▶ **What is required**
Tell how many lines in the records contain the word "columns"; the number alone is the answer.

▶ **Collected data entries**
########################################
PR #852, opened 2025-01-23
Remove default value checks

ilongin:
Companion issue of https://github.com/iterative/studio/pull/11236
With making CH accept nullable columns, we no longer need special checks for default values in tests, as they will be `None` always.


src/datachain/data_storage/sqlite.py
```diff
@@ -276,8 +276,9 @@ def has_table(self, name: str) -> bool:
         )
         return bool(next(self.execute(query))[0])
 
-    def create_table(self, table: "Table", if_not_exists: bool = True) -> None:
+    def create_table(self, table: "Table", if_not_exists: bool = True) -> "Table":
```
ilongin, line 279: Changing this as it makes code better in Studio part where table columns are modified to allow nullable

shcheklein (approved):

dreadatour (approved):
👍

skshetry:
Can we introduce something like `strict` mode in schema, similar to `pydantic` to support non-nullable types?

https://docs.pydantic.dev/latest/concepts/strict_mode/

ilongin:
> Can we introduce something like `strict` mode in schema, similar to `pydantic` to support non-nullable types?
> 
> https://docs.pydantic.dev/latest/concepts/strict_mode/

The thing here is actually this is not null vs no null, but making sure

> Can we introduce something like `strict` mode in schema, similar to `pydantic` to support non-nullable types?
> 
> https://docs.pydantic.dev/latest/concepts/strict_mode/

shcheklein:
@ilongin what is the status of this?

ilongin:
> @ilongin what is the status of this?

It's ready for merge but I know we needed some more discussions / clarification in one of our meetings so I wrote this last comment (and put a link in slack). I would like to hear another opinion / confirmation before merging it.

skshetry (approved):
########################################
▶ **Result of the task**
2